Liquid assets are assets that can be easily converted to cash or cash equivalents in a short amount of time.
Liquid assets can be sold at or near their market value. Both individual and corporate investors and companies use liquid assets to preserve their net worth, stay afloat, protect their other assets, or as an emergency fund.
Liquid assets are integral to investment portfolios since they can be easily sold without incurring any significant financial loss. Moreover, their importance often increases in turbulent social or political conditions.
What is Liquidity?
Liquidity refers to the ease with which an individual/corporate investor or company can convert an asset into cash without causing a drastic change in the asset’s market value or price.
Essentially, it is a trade-off between an asset’s selling price and how quickly it can be sold.
Understanding Liquid Assets
Not all liquid assets share the same degree of liquidity. Naturally, the most liquid asset is cash on hand because you can readily use it without going through any transaction or conversion.
Some factors that determine the liquidity of assets are mentioned below:
- How long it takes for the assets to be liquidated (converted into cash): Most liquid assets are the ones that take little to no time to convert into cash.
- How established is the liquid market: A liquid market has readily available buyers and sellers and low transaction costs.
- How easy is it to transfer ownership: The easier it is to transfer ownership of an asset, the quicker you’ll receive your cash.
Examples of Liquid Assets
The following are the most common liquid assets that you may hold or invest in.
Cash on Hand
Cash on hand is the most common example of a liquid asset, as you can use it readily. Moreover, you don’t have to go through any exchange or transaction to retrieve or utilize it.
Checking Account or Savings Account
Checking or savings accounts are also very common examples of liquid assets. However, their values may go up or down with each transaction (debit or credit).
Cash equivalents are the next best thing to cash on hand in terms of liquidity. They refer to items such as bank accounts, treasury notes, etc., that can be readily used to pay off bills or debts in the short term. They also involve much less risk.

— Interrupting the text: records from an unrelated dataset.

PR #6194, opened 2025-04-30
TimedHandler shutdown hanging indefinitely

RafeArnold:
the future returned by `io.micrometer.jetty12.server.TimedHandler.shutdown()` would never complete if `shutdown()` is called while requests are still active, even after all active requests are completed.

this change fixes the issue by calling `shutdown.check()` after completing each request.

an `if (shutdown.isShutdown())` could be introduced before `shutdown.check()` for clarity, but since the current implementation of `check()` effectively does this already, i felt it wasn't worth it.

### DIFF
--- a/micrometer-jetty12/src/test/java/io/micrometer/jetty12/server/TimedHandlerTest.java
+++ b/micrometer-jetty12/src/test/java/io/micrometer/jetty12/server/TimedHandlerTest.java
@@ -25,7 +25,6 @@ import org.eclipse.jetty.http.HttpTester;
 import org.eclipse.jetty.server.*;
 import org.eclipse.jetty.util.BufferUtil;
 import org.eclipse.jetty.util.Callback;
-import org.eclipse.jetty.util.component.Graceful;
 import org.eclipse.jetty.util.component.LifeCycle;
 import org.junit.jupiter.api.AfterEach;
 import org.junit.jupiter.api.BeforeEach;
@@ -166,13 +165,11 @@ class TimedHandlerTest {
 
             // initiate a shutdown
             Future<Void> shutdownFuture = timedHandler.shutdown();
-            Graceful.Shutdown shutdown = timedHandler.getShutdown();
             assertThat(shutdownFuture.isDone()).isFalse();
 
             // delay half what the handler is sleeping
             Thread.sleep(delay / 2);
             // response is still active, so don't shutdown.
-            shutdown.check();
             assertThat(shutdownFuture.isDone()).isFalse();
 
             // Read response to ensure it is done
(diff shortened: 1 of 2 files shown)


micrometer-jetty12/src/test/java/io/micrometer/jetty12/server/TimedHandlerTest.java
```diff
@@ -166,13 +166,11 @@ public boolean handle(Request request, Response response, Callback callback) {
 
             // initiate a shutdown
             Future<Void> shutdownFuture = timedHandler.shutdown();
-            Graceful.Shutdown shutdown = timedHandler.getShutdown();
             assertThat(shutdownFuture.isDone()).isFalse();
 
             // delay half what the handler is sleeping
             Thread.sleep(delay / 2);
             // response is still active, so don't shutdown.
-            shutdown.check();
```
RafeArnold, line 175: i believe the test should keep this check, as this is testing that if the check is run at this point, it will not change its state to "done".

RafeArnold: the comment above the line is implying this assertion.

shakuzen: Thanks for the fast review on the changes I made. I see the intention of the test before, but it also seems odd. TimedHandler should be controlling when `shutdown.check()` is called, and I don't think it should be called externally, although it shouldn't hurt any behavior to call it externally. If the purpose of this part of the test is for the scenario when another request finishes while one is still in progress, I think it would be better to make a test that does that rather than externally call `shutdown.check()`. Thoughts?

shakuzen: I'm merging before we resolve this feedback because I want to get the fix included in our round of releases today. We can continue the discussion and follow-up later.

RafeArnold: thanks for merging the pr. it's much appreciated.

i think a test to assert that another request finishing doesn't mark the shutdown as complete would be a good test, like you suggest.

i agree that `shutdown.check()` being called externally is strange, but given that the handler's `shutdown` field is exposed externally via `TimedHandler.getShutdown()`, it is possible that library consumers will call `shutdown.check()` out of band (in fact, that's exactly how we fixed this issue before this pr was merged), so a test for this scenario would make sense to me. either that or encapsulating the `shutdown` field completely, which would be a breaking change. you may feel this is not worth the effort, which i understand.

shakuzen: I've opened https://github.com/micrometer-metrics/micrometer/issues/6227 for the work of adding more tests around this.

PR #6202, opened 2025-05-05
Disable StringConcatToTextBlock warnings from Error Prone

izeye:
This PR changes to disable `StringConcatToTextBlock` warnings from Error Prone as there are 43 occurences that are not applicable.

### DIFF
--- a/build.gradle
+++ b/build.gradle
@@ -78,6 +78,9 @@ subprojects {
                     "MissingOverride",
                     "StringCaseLocaleUsage"
             )
+            options.errorprone.disable(
+                    "StringConcatToTextBlock"
+            )
 
             if (!javaLanguageVersion.canCompileOrRun(17)) {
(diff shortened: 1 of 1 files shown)


jonatan-ivanov:
Thanks!
I think we cannot fix [StringConcatToTextBlock](https://errorprone.info/bugpattern/StringConcatToTextBlock) without raising the Java baseline.

shakuzen:
Perhaps it is worth a comment where the check is disabled to say if we ever raise the baseline to 17 or higher, we should re-enable the check.

izeye:
@shakuzen I added a similar comment in https://github.com/micrometer-metrics/micrometer/pull/6207/files#diff-49a96e7eea8a94af862798a45174e6ac43eb4f8b4bd40759b5da63ba31ec3ef7R82.

PR #6206, opened 2025-05-06
Custom refresh interval for Kafka metrics

spryslmatej:
- Makes refresh interval of Kafka metrics customizable.
- If no interval is supplied, the binders will use previously hard-coded 60 seconds.


jonatan-ivanov:
Could you please tell us your use-case first?
Why do you need to modify it?

jonatan-ivanov:
I understand what you are doing I don't get though what is the connection with the scheduling frequency. I guess this part:
>60 seconds of delay is not suitable for me anymore.

Why it is not suitable anymore?
What value is better for your use-case and why?
Which registry you use and if it is a step registry what is your `step`?

(I think I'm ok doing this but I would like to understand the reason behind it.)

spryslmatej:
> Why it is not suitable anymore? What value is better for your use-case and why?

It simply takes too long for me to see that everything works as expected. (mainly in graphs, but sometimes in the `/metrics` endpoint output)

I would probably set it to 15 seconds for my use-case.

> Which registry you use and if it is a step registry what is your step?

I use the `PrometheusMeterRegistry`.

Now that I think about it, there are two solutions to my problem. 
1. Allow custom refresh intervals (this PR).
2. Allow on-demand refresh invocation. That could work because the app receives an HTTP request containing the topic routing setting and sets it up in Kafka Streams. Once I'd know that a setting has been updated, I could invoke the refresh method. That would make the original periodical `scheduler.scheduleAtFixedRate` refresh superfluous for me.

jonatan-ivanov:
Thank you!

Just to double check, the values of existing metrics are refreshed in your use-case whenever you scrape (since that's on-demand), right? (Micrometer asks the underlying Kafka objects for the latest values every time you scrape.)
What causes issues for you is new metrics are not being registered fast enough.

Let us discuss this internally, I think we should be able to make this configurable.

jonatan-ivanov:
Before I merge this in, could you please verify two things?
- Refreshing can be costly. Could you please verify that more frequently doing this does not cause any issues to you?
- Metrics can appear and disappear without being scraped if the interval is not right. Could you please check that the metrics refresh and the scraping interval are right?

spryslmatej:
Sorry for the late reply, had a busy schedule :)

>    Refreshing can be costly. Could you please verify that more frequently doing this does not cause any issues to you?

Yes, I had no issues with more frequent refreshing, even when reaching high throughputs.

 >   Metrics can appear and disappear without being scraped if the interval is not right. Could you please check that the metrics refresh and the scraping interval are right?

You are correct, if the scrape interval happens to be larger than two refresh intervals, it might appear as if there were no metrics added/removed.
I use Prometheus for scraping with an interval of 15 seconds, so this is not an issue for me.
I'm quite confident users tweaking this interval will be aware about this effect. We could add it to the javadocs just to be sure.

jonatan-ivanov:
Superseded by https://github.com/micrometer-metrics/micrometer/pull/6319

PR #186, opened 2024-02-13
Support Python 3.12

johnkerl:
https://github.com/single-cell-data/TileDB-SOMA/issues/1849

Note: I ran `python-spec/update-requirements-txt`

PR #222, opened 2024-09-16
Work around various issues with Python 3.12

johnkerl:
TL;DR we are trying to support Python 3.12 in [TileDB-SOMA](https://github.com/single-cell-data/TileDB-SOMA)

Solved challenge:

As tracked from parent issue https://github.com/single-cell-data/TileDB-SOMA/issues/1849

* https://github.com/single-cell-data/TileDB-SOMA/pull/2692
* https://github.com/single-cell-data/TileDB-SOMA/pull/2734
* https://github.com/TileDB-Inc/TileDB/pull/5223 went into [core 2.26](https://github.com/TileDB-Inc/TileDB/releases/tag/2.26.0)
* Now it's possible to put up PR https://github.com/single-cell-data/TileDB-SOMA/pull/3001, and hope to release that in TileDB-SOMA 1.14 (https://github.com/single-cell-data/TileDB-SOMA/issues/2999)

Current unsolved challenges:

* Latest Python 3.12 is 3.12.5
  * As debug I tried Python 3.12.3 which worked as debug, but isn't a good option for shipping
* TileDB-SOMA's current `typeguard` version is 4.2.0
* Python 3.12.4 added a new required argument to `evaluate_forward_ref` within Python's built-in `typing` module which broke many packages including `typeguard`
* As a result, our TileDB-SOMA CI for [PR 3001](https://github.com/single-cell-data/TileDB-SOMA/pull/3001) fails [like this](https://github.com/single-cell-data/TileDB-SOMA/actions/runs/10892424953/job/30225213572#step:13:17210)
  * `TypeError: ForwardRef._evaluate() missing 1 required keyword-only argument: 'recursive_guard'`
* `typeguard` 4.3.0 contains a fix for this problem
  * https://github.com/agronholm/typeguard/releases
* But this surfaces another problem which is:
```
E       typeguard.TypeCheckError: item 0 of argument "coords" (tuple) did not match any element in the union:
E         NoneType: is not an instance of NoneType
E         int: is not an instance of int
E         somacore.types.Slice[int]: is not compatible with the Slice protocol because it has no attribute named '__orig_bases__'

/home/ubuntu/.pyenv/versions/3.12.5/lib/python3.12/site-packages/typeguard/_checkers.py:433: TypeCheckError
```

The current PR is an attempt to deal with this.

Once this works, we'll need to:

* Merge this PR
* Tag a release of this repo (`somacore`)
* Depend on 1.0.next of `somacore` within the TileDB-SOMA repo

I've currently got the following setup on an EC2 instance:

* `somacore` locally with `pip install -e` with this PR checked out
* `tiledbsoma` locally with `pip install -e` with https://github.com/single-cell-data/TileDB-SOMA/pull/3001 checked out


python-spec/src/somacore/types.py
```diff
@@ -57,6 +57,16 @@ def stop(self) -> Optional[_T_co]: ...
...
 
+    if sys.version_info >= (3, 12):
+
+        @property
+        def __orig_bases__(self) -> Any:
+            # Only exists in Python 3.12 and above
+            from types import get_original_bases
+
+            return get_original_bases(int)
+            # return get_original_bases(_T_co)
```
thetorpedodog, line 68: This is a typeguard bug—it’s checking too many built-in attributes of the protocol that don’t actually matter. (See, for example, [a case where it rejects objects with a completely empty protocol](https://github.com/agronholm/typeguard/issues/479#issuecomment-2356689989) that I found.

That said, if implementing this makes typeguard stop complaining for now, I would do two things:

1. Add a comment to that effect, and that it should be removed at some point
2. Make this function instead raise `AssertionError`, since it should never be called.

ryan-williams:
I believe this PR is no longer necessary; tests+lint have passed on 3.12 in this repo since #186, and https://github.com/single-cell-data/TileDB-SOMA/pull/3001 has 3.12 passing without requiring any somacore changes.

johnkerl:
Awesome, thanks @ryan-williams !

PR #224, opened 2024-09-23
Drop Python 3.8 support

ryan-williams:
Python 3.8 EOL [is 2024-10](https://devguide.python.org/versions/)

PR #225, opened 2024-09-23
CI version bumps, deps factor

ryan-williams:
`requirements-py3.8-lint.txt` repeated all the deps from `requirements-py3.8.txt`; here I've removed those common deps from the former, and install/cache based on both files in GHA. This was motivated by dropping Python 3.8 (#224), where I wanted to audit (and upgrade pins for) the lint-only deps.

Also bumped:
- `actions/checkout`: `v3` → `v4`
- `actions/setup-python`: `v4` → `v5`


.github/workflows/python-somacore.yaml
```diff
@@ -20,11 +20,11 @@ jobs:
...
           python-version: ${{ env.PYTHON_VERSION }}
           cache: pip
-          cache-dependency-path: python-spec/requirements-py${{ env.PYTHON_VERSION }}-lint.txt
+          cache-dependency-path: "python-spec/requirements-py${{ env.PYTHON_VERSION }}*.txt"
 
       - name: Install static analysis packages
-        run: |
-          pip install -r python-spec/requirements-py${{ env.PYTHON_VERSION }}-lint.txt
+        working-directory: python-spec
+        run: pip install -r requirements-py${PYTHON_VERSION}.txt -r requirements-py${PYTHON_VERSION}-lint.txt
```
ryan-williams, line 27: #224 also makes this change, either one can be merged first

johnkerl (approved):

johnkerl:
See also https://github.com/single-cell-data/TileDB-SOMA/issues/2141

PR #229, opened 2024-09-25
Restore access to filtered axism arrays from a query

aaronwolen:
This addresses a bug introduced in #216 that caused obsm/varm exports from `query` objects to ignore filtered joinids.


johnkerl (approved):

johnkerl:
https://github.com/single-cell-data/TileDB-SOMA/issues/3075

PR #230, opened 2024-09-26
Expand spatial dataframe docstrings

aaronwolen:
As discussed in https://github.com/single-cell-data/SOMA/pull/219#pullrequestreview-2329701066.

### DIFF
--- a/python-spec/src/somacore/spatial.py
+++ b/python-spec/src/somacore/spatial.py
@@ -265,7 +265,7 @@ class PointCloud(base.SOMAObject, metaclass=abc.ABCMeta):
 class GeometryDataFrame(base.SOMAObject, metaclass=abc.ABCMeta):
     """A specialized SOMA object for storing complex geometries with spatial indexing.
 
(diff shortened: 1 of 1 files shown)


python-spec/src/somacore/spatial.py
```diff
@@ -259,8 +263,10 @@ def domain(self) -> Tuple[Tuple[Any, Any], ...]:
 
 
 class GeometryDataFrame(base.SOMAObject, metaclass=abc.ABCMeta):
-    """A multi-column table of geometries with spatial indexing and a user-defined
-    schema.
+    """A specialized SOMA object for storing complex geometries with spatial indexing.
+
+    The `GeometryDataFrame` class is designed to store and manage geometric shapes such as
```
johnkerl, line 268: double backticks for readthedocs please

aaronwolen: Thanks!

jp-dark (approved):

PR #238, opened 2024-10-22
Update the MultiscaleImage API

jp-dark:
This PR addresses feedback from PR #219 regarding the `MultiscaleImage` API. It includes the following changes:

* Directly take the `CoordinateSpace` as a creation parameter.
* Remove confusing `image_type` property/creation parameter. Use `data_axis_order` instead which uses the axis names the user provided.
* Create the first resolution level when creating the `MultiscaleImage`.
* Require the `add_new_level` to only add images smaller than the base (level=0) image.
* Add a `set` method for adding images that exist outside of SOMA.
* Add a property to check the number of channels in the image.
* Remove `ImageProperties` class.

### DIFF
--- a/python-spec/src/somacore/spatial.py
+++ b/python-spec/src/somacore/spatial.py
@@ -589,6 +589,37 @@ class MultiscaleImage(  # type: ignore[misc]  # __eq__ false positive
         """
         raise NotImplementedError()
 
+    @abc.abstractmethod
+    def set(
+        self,
+        key: str,
+        value: data.DenseNDArray,
+        *,
+        use_relative_uri: Optional[bool] = None,
+    ):
+        """Sets a new level in the multi-scale image to be an existing SOMA
+        :class:`data.DenseNDArray`.
+
+        Args:
+            key: The string key to set.
+            value: The SOMA object to insert into the collection.
+            use_relative_uri: Determines whether to store the collection
+                entry with a relative URI (provided the storage engine
+                supports it).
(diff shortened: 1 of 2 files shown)


python-spec/src/somacore/spatial.py
```diff
@@ -685,54 +673,13 @@ def level_count(self) -> int:
...
-
-        Lifecycle: experimental
-        """
-
-    @property
-    def shape(self) -> Tuple[int, ...]:
-        """Size of each axis of the image.
-
-        Lifecycle: experimental
-        """
```
jp-dark, line 734: This class didn't add much value as is. We may want to expand it to include more information or just remove it altogether.

python-spec/src/somacore/spatial.py
```diff
@@ -528,23 +528,29 @@ def create(
...
         *,
         type: pa.DataType,
-        reference_level_shape: Sequence[int],
-        axis_names: Sequence[str] = ("c", "y", "x"),
+        shape: Sequence[int],
+        coordinate_space: Union[Sequence[str], coordinates.CoordinateSpace] = (
+            "x",
+            "y",
+        ),
         axis_types: Sequence[str] = ("channel", "height", "width"),
```
jp-dark, line 536: Is there a better name or better argument to take to distinguish between the on disk data order and the coordinate space?

aaronwolen (approved):
Changes look good!

PR #243, opened 2024-11-01
Specialize `ExperimentAxisQuery.{obs,var}` to `pa.IntegerArray`

ryan-williams:
### Issue

- [`SparseNDArray.read`] requires a [`SparseNDCoords`] arg. This can be a tuple of `pa.IntegerArray`s, but not a tuple of `pa.Array`s.
- We nevertheless pass `pa.Array`s in two places:
  - `ExperimentAxisQuery.X` [passes][`x_layer.read` call] `self._joinids.{obs,var}`; both are `pa.Array`s.
  - `_fast_csr.read_csr` [passes][csr matrix.read call] `{obs,var}_joinids`; both are `pa.Array`s.
- In reality, the values are actually `pa.IntegerArray`s, so it's valid at runtime, but the types don't reflect that.
- IntelliJ was warning me about it; not sure why mypy wasn't catching it.

### Fix

To address this, [`ExperimentAxisQuery.{obs_var}_joinids`] (and some related fields, e.g. [`_JoinIDCache._cached_{obs,var}`]) should be `pa.IntegerArray`s, instead of `pa.Array`s. Narrowing those return types is backwards-compatible, afaict.

[csr call]: https://github.com/single-cell-data/SOMA/blob/python-v1.0.23/python-spec/src/somacore/query/query.py#L469-L474
[joinids]: https://github.com/single-cell-data/SOMA/blob/python-v1.0.23/python-spec/src/somacore/query/query.py#L169-L181

[`x_layer.read` call]: https://github.com/single-cell-data/SOMA/blob/python-v1.0.23/python-spec/src/somacore/query/query.py#L237-L243
[`SparseNDCoords`]: https://github.com/single-cell-data/SOMA/blob/python-v1.0.23/python-spec/src/somacore/options.py#L185
[`SparseNDArray.read`]: https://github.com/single-cell-data/SOMA/blob/python-v1.0.23/python-spec/src/somacore/data.py#L403-L405

[csr matrix.read call]: https://github.com/single-cell-data/SOMA/blob/python-v1.0.23/python-spec/src/somacore/query/_fast_csr.py#L35
[`_JoinIDCache._cached_{obs,var}`]: https://github.com/single-cell-data/SOMA/blob/python-v1.0.23/python-spec/src/somacore/query/query.py#L754-L755
[`ExperimentAxisQuery.{obs_var}_joinids`]: https://github.com/single-cell-data/SOMA/blob/python-v1.0.23/python-spec/src/somacore/query/query.py#L169-L181


johnkerl (approved):
LGTM!

bkmartinjr (approved):
LGTM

Here are some examples of cash equivalents:
- Treasury Bills: Treasury bills, notes, and bonds are considered liquid, and their investment cycle (maturity dates) ranges from several days to 52 weeks. Treasury bills are interest-free short-term government securities issued at a discount to the redemption price.
- Certificates of Deposit (CDs): Banks issue Liquid certificates of deposit (CDs) to depositors for a particular length of time. Unlike traditional CDs, liquid CD holders can withdraw without a financial penalty. However, CDs aren’t considered good investment options owing to lower yields, less liquidity, and higher investment minimums.
Your emergency fund could be any asset you can easily access during an emergency. Usually, it’s a stash of cash that people keep close by to use in times of financial distress or a country-wide crisis. Emergency funds save you from having to draw from high-interest debt options like credit cards – some of which may not even be accessible in certain turbulent times.
Money Market Accounts
Banks and credit unions offer money market accounts. They typically pay higher interest rates than other savings accounts. However, these account transactions can be limited and may incur additional fees.
Money market funds are fairly easy to buy and sell in the open market due to higher activity volumes and demand.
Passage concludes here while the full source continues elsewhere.